Why should I consider the components $j^2$ and $k^2$ to be $=-1$ in the search for quaternions?
I'm reading a paper about Hamilton's discovery of quaternions and it explains why he failed in his 'theory of triplets' where he tried to make a vector with $3$ dimensions, as an analogy to the complex field, where we can see a number as a $2$ dimensional vector.
In this paper, he explains why is impossible to create a field with $3$ components, that is an extension of the complex field (in other words, it respects addition, and multiplication in the same way...). Here it is:
![enter image description here][1]
As you can see, it goes through all the possibilities and proves that it is impossible.
**The paper, however, does not explain why $j^2=-1$. It could be anything! Why $-1$?**
The article itself is pretty intuitive, but this aspect kills me.
Later, in the article, it says that we should instead consider a 4th component called $k$, such that $k^2=-1$ (also, $i$ and $j$ too).
[Here is the paper][2]
**EDIT**: [this][3] paper by Rupert Shuttleworth turned out to be extremely helpful (mirrored [here][4] on archive.org)
It seems to me that we can achieve a contradiction more quickly without assuming this anyway: Since $(1, i, j)$ is a basis for the field, $ij = a + bi + cj$ for some unique $a, b, c \in \mathbb{R}$. Then, on the one hand $i^2 j = -j$, and on the other it is
$i(ij) = i(a + bi + cj) = -b + ai + c(ij) = -b + ai + c(a + bi + cj) = (-b + ac) + (a + bc)i + c^2 j .$
Comparing coefficients of the $j$ term gives that $c^2 = -1$, which is not true for any $c \in \mathbb{R}$.
Anyway, the question is certainly not an idle one: Indeed, it leads to something interesting when carrying out this sort of analysis for four-dimensional algebras over $\mathbb{R}$, which famously yields the quaternion algebra $\mathbb{H}$ (NB that since $\mathbb{H}$ is not commutative, it is not a field but a division algebra).
Interestingly, one can also try to construct such an algebra taking $i^2 = -1$ but $j^2 = k^2 = 1$ and find there's a coherent and interesting way to define an associative product, giving an algebra $\widetilde{\mathbb{H}}$ sometimes called the split quaternions.

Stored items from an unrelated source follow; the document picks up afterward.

PR #657, opened 2024-10-29
Enable no-unnecessary-type-assertion ts eslint rule

3flex:
This is enabled by default in the recommended type checked rule set.

### DIFF
--- a/eslint.config.mjs
+++ b/eslint.config.mjs
@@ -59,6 +59,7 @@ export default [
         rules: {
             '@typescript-eslint/explicit-function-return-type': 'error',
             '@typescript-eslint/no-explicit-any': 'warn',
+            '@typescript-eslint/no-unnecessary-type-assertion': 'error',
             '@typescript-eslint/no-unused-expressions': 'warn',
             '@typescript-eslint/no-unused-vars': 'error',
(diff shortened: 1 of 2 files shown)


ferferga:
Then why it's necessary?

3flex:
Sorry I don't understand the question?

This is perhaps nonobviously isomorphic (as an $\mathbb{R}$-algebra) to the ring $M(2, \mathbb{R})$ of $2 \times 2$ real matrices. Unlike $\mathbb{H}$ this is not a division ring (there are nonzero matrices that square to the zero matrix), but like $\mathbb{H}$ it has a nondegenerate quadratic form $Q$ that satisfies $Q(xy) = Q(x) Q(y)$, namely the determinant.
I don't know if this is what Hamilton had in mind, but: suppose you've decided that what you want to do is to write down a division algebra $D$ over $\mathbb{R}$ bigger than the complex numbers $\mathbb{C}$. Any element $d \in D$ of $D$ generates a subalgebra $\mathbb{R}[d]$ of $D$ which is a commutative division algebra (in other words, a field) over $\mathbb{R}$ and hence (because $\mathbb{C}$ is algebraically closed) must be isomorphic to either $\mathbb{R}$ or $\mathbb{C}$.

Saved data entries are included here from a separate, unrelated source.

PR #663, opened 2024-11-02
Don't limit max width for h264 streams to the window width

3flex:
Cast devices variously support video max widths of 1280, 1920 and 3840. `window.innerWidth` returns the max width of the receiver page which is not the same resolution and limits h264 streams to a max of 720p on most devices.

### DIFF
--- a/src/components/codecSupportHelper.ts
+++ b/src/components/codecSupportHelper.ts
@@ -93,23 +93,9 @@ export function getMaxBitrateSupport(): number {
 /**
  * Get the max supported video width the active Cast device supports.
  * @param deviceId - Cast device id.
- * @param codec - Video codec.
  * @returns Max supported width.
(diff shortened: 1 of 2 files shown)


3flex:
@hawken93 the commit introducing this limitation was authored by you on 1/1/21, obviously some time has passed since then so the original issues may have been resolved in CAF or in the Shaka player which this receiver is now configured to use for HLS streams.

I've done limited local testing but this seems to work fine on my Chromecast 2nd gen.

I found various comments saying HLS streaming was problematic when there was a fair bit of dev done a few years back, but I couldn't find specifics, so I'm not sure if whatever problems were seen back then are still an issue today. I'd appreciate any insights here, thank you!

nielsvanvelzen (approved):

PR #680, opened 2024-11-07
Migrate transcoder pinging to jellyfin-sdk-typescript

3flex:


nielsvanvelzen (approved):
In the long term it would be better to keep calling the progress report endpoint while paused instead.

PR #681, opened 2024-11-07
Migrate stopping active encodings to jellyfin-sdk-typescript

3flex:
This function is currently unused so there were no call sites to fix.

Removing this unused function is an option but there's an open TODO item here:

https://github.com/jellyfin/jellyfin-chromecast/blob/2990a569df4bcf2a2dd0587376211babff65343b/src/components/maincontroller.ts#L507-L517

So I thought it was best to leave it in case that's ever addressed.

### DIFF
--- a/src/components/jellyfinActions.ts
+++ b/src/components/jellyfinActions.ts
@@ -7,7 +7,11 @@ import type {
     PlaybackProgressInfo,
     PlayRequest
 } from '@jellyfin/sdk/lib/generated-client';
-import { getMediaInfoApi, getPlaystateApi } from '@jellyfin/sdk/lib/utils/api';
+import {
+    getHlsSegmentApi,
+    getMediaInfoApi,
+    getPlaystateApi
+} from '@jellyfin/sdk/lib/utils/api';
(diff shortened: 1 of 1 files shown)


src/components/jellyfinActions.ts
```diff
@@ -400,21 +400,14 @@ export async function detectBitrate(numBytes = 500000): Promise<number> {
...
- * @param state - playback state.
+ * @param playSessionId - the play session ID to stop encoding
  * @returns Promise for the http request to go through
  */
-export function stopActiveEncodings(state: PlaybackState): Promise<void> {
-    const options = {
+export async function stopActiveEncodings(
+    playSessionId: string
+): Promise<void> {
+    await getHlsSegmentApi(JellyfinApi.jellyfinApi).stopEncodingProcess({
```
nielsvanvelzen, line 409: I think you're missing an import

3flex: I just didn't have more time to fix it during my lunch break :)

nielsvanvelzen (approved):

If $d \not \in \mathbb{R}$, then this subalgebra $\mathbb{R}[d]$ must be isomorphic to $\mathbb{C}$. Any such isomorphism realizes $d$ as a complex number $a + bi, b \neq 0$, and hence up to a real change of coordinates we might as well have chosen $d$ to correspond to $i$ under this isomorphism; that is, to satisfy $d^2 = -1$. With a bit more work this argument shows that $D$ is generated by elements that square to $-1$.